◆ **THE DATA**:
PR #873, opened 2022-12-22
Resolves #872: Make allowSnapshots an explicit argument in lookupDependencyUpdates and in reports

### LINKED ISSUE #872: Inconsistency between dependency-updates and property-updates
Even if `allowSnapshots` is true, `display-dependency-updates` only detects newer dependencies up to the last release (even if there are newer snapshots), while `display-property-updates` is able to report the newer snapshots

◆ **WHAT THE EXERCISE ASKS**:
What lines in the material above hold the word "allowSnapshots"? Pull them out.

◆ **RESULT OF THIS EXERCISE**:
Resolves #872: Make allowSnapshots an explicit argument in lookupDependencyUpdates and in reports
Even if `allowSnapshots` is true, `display-dependency-updates` only detects newer dependencies up to the last release (even if there are newer snapshots), while `display-property-updates` is able to report the newer snapshots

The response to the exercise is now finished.